Speaking of well-lit, when you think you need to use your lights, use your lights. Not your parking lights. The argument that it is just a bit dark so I only need a bit of light is wrong. Low visibility means low contrast, so your dim parking lights will be even less visible than at no visibility.

Wet roads cause some moisture between your tires and the road. The minimum legal tyre tread depth is 1.6mm. That is like accepting the minimum matric pass rate for your child. A study by Uniroyal found that a car with 1.6mm tread took almost 50% more distance to stop than a similar car with new 8mm tread.

There are two ways to maximise the useful lifespan of your tires. Check the pressure regularly and make sure they are pumped to the manufacturer’s recommendations. Underinflation not only affects handling and uses more fuel, but it can also reduce your tread life by 25%. Overinflation can cause handling problems, and it reduces the tire area in contact with the road, which you don’t want in the wet.

Aquaplaning is where your wheels totally lose contact with the road and are skiing on a layer of water. Your car is not a boat, so aquaplaning is generally not a good thing. If you do plane, keep calm, don’t brake hard, keep a grip on the wheel and don’t try and make sudden turns. Some say you should turn your wheels in the direction the car is going, but unless you have special training, you probably should not get too clever.

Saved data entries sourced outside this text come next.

PR #6790, opened 2026-04-13
Avoid saving window state when closing docket widgets

kintel:
#6769 introduced a bug: When closing _docked_ widgets, the MainWindow state was saved and remembered, causing a later real exit to _not_ save the state.

Edit - second try:

To avoid dealing with partially closed windows by trying to guess how they were closed, we instead intercept two Qt mechanism:
* Listen for the commitDataRequest signal from QGuiApplication, which feels like what Qt intended
* As a fallback, install ourselves as an event filter listening for the Quit event, in case commitDataRequest didn't pan out
* To avoid re-saving partial contents, lock the state once saved, and only unlock if the quit was rejected by the user.
* Business logic is separated out in a WorkspaceSaver class

### DIFF
--- a/CMakeLists.txt
+++ b/CMakeLists.txt
@@ -1300,6 +1300,7 @@ set(GUI_SOURCES
   src/gui/LaunchingScreen.cc
   src/gui/LibraryInfoDialog.cc
   src/gui/MainWindow.cc
+  src/gui/WorkspaceSaver.cc
   src/gui/Measurement.cc
   src/gui/Animate.cc
   src/gui/FontList.cc
@@ -1380,6 +1381,7 @@ set(GUI_HEADERS
     src/gui/LaunchingScreen.h
     src/gui/LibraryInfoDialog.h
     src/gui/MainWindow.h
+    src/gui/WorkspaceSaver.h
     src/gui/MouseSelector.h
     src/gui/Network.h
     src/gui/NetworkSignal.h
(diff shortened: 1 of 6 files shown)


jordanbrown0 (commented):
Won't this have the same problem as you mentioned?  If you close a floating window, won't you have problems with a later real close of the application?

In particular, if you have a floating window X, and you use Window/X to close it, that isn't spontaneous (right?) and this will trip, save state, and block further state saves.  Or at least I don't immediately see why it wouldn't.

---

There are two ways to shut down the application:  File/Quit and closing the main window.  File/Quit we can handle before any windows get closed.  If you close the main window, do we get to see that before any of the dock windows get closed?

jordanbrown0:
It seems like we want two basic cases associated with quit/close:

* On quit, save state and record that we are quitting.
* On window close, if we're not quitting, save state.

Amplifying on that a bit, adding in the unsaved-changes test...
* On quit:
  * Check each tab (across all main windows) for unsaved changes.  Save, discard, or cancel the quit as appropriate.
  * Record that we are quitting.
  * Save state.
  * Close all windows (if necessary).

* On close of a main window:
  * Check each tab (associated with that main window) for unsaved changes.  Save, discard, or cancel the close as appropriate.
  * Record that we are shutting down that main window.
  * Save state.
  * Close all windows associated with that main window.

* On close of a secondary window:
  * Save state.
  * Close the window.

---

To make your brain hurt:  how should saved state work when you have multiple main windows open?

kintel:
Yeah, I'm not certain about this; we should probably implement a better method; I just wonder how Qt intended this to be done..

jordanbrown0:
The quit case seems straightforward.  We get to see the quit action before Qt ever hears that it *is* a quit action.

The interesting case is the explicit close of the main window.  Do we get to see that event before anything else gets closed?

kintel:
@jordanbrown0 I made another stab at this, from scratch. See updated description

jordanbrown0:
I'm hoping to be able to look at this this week.

But a thought: why are we saving this state on close/quit? Why aren't we're just saving it on **change**? (With care to not save during shutdown.)

t-paul:
Maybe superseded by #6885?

PR #6791, opened 2026-04-13
WIP: GPU compute acceleration for Manifold geometry engine (Metal)

DatanoiseTV:
> **Status: Work in Progress — seeking review and discussion before further development.**

## Benchmark Results (Apple M5 Pro, 200 spheres @ $fn=128)

| Metric | CPU (TBB) | GPU (Metal) | Improvement |
|--------|-----------|-------------|-------------|
| Per-mesh SortGeometry | 35ms | 1.6ms | **21x** |
| Total sort pipeline (200 meshes) | ~7,000ms | ~660ms | **10.6x** |
| End-to-end render time | 7.75s | 7.14s | **8%** |
| Output correctness | — | byte-identical | verified via MD5 |

## What this PR does

Adds optional GPU compute acceleration for the Manifold geometry engine's `SortGeometry` pipeline using Metal on macOS. The GPU handles the radix sort (O(n log n) bottleneck), while fp64-dependent operations (Morton codes, bounding boxes, Collider box unions) remain on CPU for correctness.

### Architecture

- **GPU HAL** (`src/gpu/gpu_hal.h`): Thin abstraction over Metal with `GpuContext`, `GpuBuffer`, `GpuCommandBatch`, `GpuPipeline`. Null backend compiles on all platforms.
- **Multi-workgroup radix sort** (`kernels/sort.metal`): Based on [VkRadixSort](https://github.com/MircoWerner/VkRadixSort) / Intel Embree approach. Uses per-bin flag arrays + `popcount` for race-free stable scatter — no atomics in the scatter path.
- **GPU BVH tree construction** (`kernels/collider.metal`): `CreateRadixTree` kernel (pure integer CLZ operations). `BuildInternalBoxes` stays on CPU (requires fp64 Box unions).
- **Integration**: `SortGeometry()` dispatches to GPU when triangle count exceeds threshold (8K). Falls back to CPU transparently if Metal is unavailable.

### Build

```bash
cmake .. -DENABLE_METAL_GPU=ON -DCMAKE_BUILD_TYPE=Release
```

Requires macOS with Metal support. No additional dependencies. The Metal shaders are compiled at runtime from source (pre-compilation via `xcrun metal` is optional).

### Limitations and open questions

1. **Apple Silicon lacks fp64 on GPU** — both Metal and OpenCL report `fp64: NO`. Morton code computation, bounding boxes, and boolean intersection math must stay on CPU. This limits the GPU's role to integer-only operations (sort, BVH tree structure).

2. **Unified memory** — Apple Silicon's CPU and GPU share the same memory bus. The GPU doesn't have a bandwidth advantage for memory-bound operations. The speedup comes from the GPU's massively parallel ALUs on compute-bound work (radix sort).

3. **End-to-end improvement is modest (8%)** — The sort is ~10-20% of total render time depending on the workload. Boolean intersection math (fp64), mesh assembly (Compose), and I/O dominate for most real-world models.

4. **Single-platform** — Metal only (macOS). The HAL is designed for an OpenCL backend which would enable Linux/Windows support and fp64 GPU math on discrete GPUs with `cl_khr_fp64`.

5. **Maintenance surface** — ~1,200 lines of new code including Metal shaders. The GPU path replaces `SortGeometry` at the function level, not individual parallel primitives, so changes to `parallel.h` don't require GPU-side updates.

### What's NOT in this PR

- OpenCL backend (planned — would enable fp64 GPU math on discrete GPUs)
- GPU collision detection (`FindCollision`)
- GPU boolean intersection kernels (requires fp64)
- GPU-accelerated Compose (vertex transform + halfedge assembly)

### Files changed

**Manifold submodule** (DatanoiseTV/manifold@feature/gpu-compute-rework):
- `src/gpu/gpu_hal.h` — HAL interfaces
- `src/gpu/gpu_hal_metal.mm` — Metal backend
- `src/gpu/gpu_hal_null.cpp` — Null fallback
- `src/gpu/gpu_sort.h/cpp` — GPU SortGeometry orchestration
- `src/gpu/kernels/sort.metal` — Radix sort + BVH tree kernels
- `src/gpu/CMakeLists.txt` — Build system
- `src/sort.cpp` — GPU fast path dispatch
- `src/collider.h` — Friend declaration for GPU BVH builder
- `CMakeLists.txt` — `MANIFOLD_GPU` option

**OpenSCAD**:
- `CMakeLists.txt` — `ENABLE_METAL_GPU` option, OBJCXX, manifold GPU flags

### DIFF
--- a/CMakeLists.txt
+++ b/CMakeLists.txt
@@ -1203,6 +1203,15 @@ if(ENABLE_MANIFOLD)
 
   set(MANIFOLD_PYBIND OFF)
   set(MANIFOLD_TEST OFF)
+
+  # Enable GPU compute acceleration if requested.
+  if(ENABLE_METAL_GPU AND APPLE)
+    enable_language(OBJCXX)
+    set(MANIFOLD_GPU ON CACHE BOOL "GPU compute" FORCE)
+    set(MANIFOLD_GPU_METAL ON CACHE BOOL "Metal backend" FORCE)
+    message(STATUS "Manifold GPU compute: Metal")
+  endif()
+
   if(USE_BUILTIN_MANIFOLD)
     if(CMAKE_UNITY_BUILD)
       set(CMAKE_UNITY_BUILD OFF)


t-paul:
If you have changes to Manifold, those should go to the upstream repo.

t-paul:
Considering https://github.com/elalish/manifold/pull/1646, I have no idea why this PR was created.

DatanoiseTV:
Good point — the manifold changes (GPU HAL, Metal/OpenCL backends, sort/BVH kernels) should indeed go upstream to elalish/manifold. 

The plan is to submit a PR to elalish/manifold with the `src/gpu/` directory once this design is reviewed and stabilized here. The OpenSCAD PR would then just update the submodule pointer and add the `ENABLE_METAL_GPU` / `ENABLE_OPENCL_GPU` cmake options.

The manifold changes are self-contained in `src/gpu/` with minimal modifications to existing files (2 lines in `sort.cpp` for the GPU fast path, 1 friend declaration in `collider.h`, and cmake option additions).

DatanoiseTV:
To clarify the history: elalish/manifold#1646 was an earlier attempt that took a different approach — it dispatched individual parallel primitives (sort, scan, reduce) to the GPU one at a time. The manifold maintainer feedback was that per-dispatch overhead (~15-60μs) across hundreds of small operations negated any gains, and the data should stay on GPU across the full operation chain. That PR was closed based on that feedback.

This PR is a complete rework based on that feedback:
- **Fused pipeline**: GPU handles the entire radix sort in one command batch, not individual primitives
- **Race-free sort**: Uses VkRadixSort/Embree-style bin_flags + popcount scatter (the earlier PR had a broken atomic scatter)
- **fp64 correctness**: Morton codes and bounding boxes computed on CPU (the earlier PR tried fp32 on GPU, which produced wrong results)
- **Cross-platform**: Added OpenCL backend alongside Metal

The manifold changes will be submitted upstream to elalish/manifold as a separate PR once the design is reviewed here. This OpenSCAD PR exists to get feedback on the integration approach and whether the ~8% end-to-end improvement (21x sort speedup) justifies the added complexity.

If the consensus is that this doesn't belong in OpenSCAD and should be purely a manifold-level change, happy to close this and focus on the upstream manifold PR instead.

t-paul:
In general, it seems like a great improvement, even more so if it get OpenCL support. I'm happy to hear what @pca006132 thinks regarding the best place to put this. My reading of the closing note is more based on earlier experiences with Cuda than a big NO to the improvement as such.

I think having the implementation in Manifold itself would a) benefit all (or at least more) users not just OpenSCAD, b) keep things together preventing breakage due to the external optimization needing a bit more insight to internals of Manifold than just using the main API  and also reduce the maintenance burden on OpenSCAD side.

I personally would prefer keeping this inside Manifold, but I'd leave a final decision to @kintel as all the macOS specific stuff will essentially land before him as the (to my knowledge) only dev here with access to Apple specific things.

kintel:
Agree to what Torsten said, we can test and benchmark in OpenSCAD to help the Manifold maintainers understand the value, but we're unlikely to maintain Manifold patches ourselves.

Some things to keep in mind:
* How does this behave on virtualized Metal (VMs with GPU passthrough)?
* How does this behave on SW Metal implementations (VMs without GPU passthrough)?
* You're providing a single "sunshine path" example. To get a good sense of real-world performance implications a larger number of tests should be run. We don't have anything ready, but this is a recurring issue and some people have scripts lying around for running more tests..

DatanoiseTV:
Thanks, that helps — will broaden the benchmark set and target manifold upstream.

Worth flagging though: there isn't really a software Metal path like llvmpipe for Vulkan. macOS VMs use ParavirtualizedGraphics with host GPU passthrough, so on Apple Silicon hosts it just works, and on non-Apple hosts Metal isn't available at all. If you've seen a SW Metal case in the wild let me know. The GPU path already falls back to TBB on any failure (no device, pipeline miss, buffer alloc), so worst case is CPU speed.

One question: would you prefer OpenSCAD's submodule bump to track a manifold branch while the upstream PR is in review, or wait for it to land first?

kintel:
> macOS VMs use ParavirtualizedGraphics with host GPU passthrough

Right, software drivers are for GL only. Thx for the clarification

> One question: would you prefer OpenSCAD's submodule bump to track a manifold branch while the upstream PR is in review, or wait for it to land first?

Definitely wait, but we can keep a separate branch for experimental stuff, and have that branch build binaries on push.

pca006132:
yeah we are open to accepting something similar, but currently the gain is not worth the additional code, and metal only is not that ideal (a bit similar to cuda?)

kintel:
The most multi-plaform GPU compute target these days seems to be WebGPU via Dawn Native. It's a pretty large dependency to drag in though..

Essentially, Dawn Native wraps Metal, Vulkan, D3D, OpenGL in a common API

DatanoiseTV:
Ok, I was not aware of Dawn Native. Will check it out and try my luck.

Issue #6544, opened 2026-01-18
Update gamepad support to work with Qt6 builds


kintel:
Qt6 dropped gamepad support. Figure out how to re-establish gamepad support in OpenSCAD for Qt6 builds.

Look into https://github.com/pumphaus/qtgamepadlegacy

t-paul:
Last commit on Nov 2, 2023 does not sound too promising.

flaviut:
If it ain't broke don't fix it?

(I tested it and it seems to work just fine with this command on my DualSense bluetooth controller: `QT_PLUGIN_PATH=$PWD/build/lib/qt6/plugins LD_LIBRARY_PATH=$PWD/build/lib QT_LOGGING_RULES=qt.gamepad=true build/examples/gamepad/simple/simple`)

jordanbrown0:
Given that when I asked about gamepad support on the mailing list, exactly zero people said that they used it, I would not consider this to be a stopper for the release.  (That said, I might have a fix in a timely fashion, that is unlikely to be high risk; see #6801.)

kintel:
Fair, this is also easy to add later as it doesn't influence OpenSCAD designs

PR #6801, opened 2026-04-18
Much more generic HID support

jordanbrown0:
Not really ready for prime time, because it still requires that the device be listed in a compiled-in list, but if you've got a gamepad or joystick and you're happy adding an entry and building from source, I'd be interested to know whether it works.

### DIFF
--- a/src/gui/MainWindow.ui
+++ b/src/gui/MainWindow.ui
@@ -10,6 +10,9 @@
     <height>636</height>
    </rect>
   </property>
+  <property name="focusPolicy">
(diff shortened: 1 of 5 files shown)


jordanbrown0:
When it's done, this should fix #6544.

jordanbrown0:
Latest push refines a number of things and supports SpaceMouse Compact using the generic mechanism, so the two devices it supports using the generic mechanism are that and a Logitech F310 gamepad.  There's a good chance that all of the SpaceMice would work.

It is better to try and avoid aquaplaning. Make sure your tires have sufficient tread. If there are temporary speed limits, stick to them, but generally drive slower than you would on a wet road. If your car has cruise control, don’t use it. Avoid areas with excessive flooding and be careful when you can see water puddling or flow on the road.

Your car will take longer to stop in the wet, so increase your following distance and ease up to stop streets and traffic lights.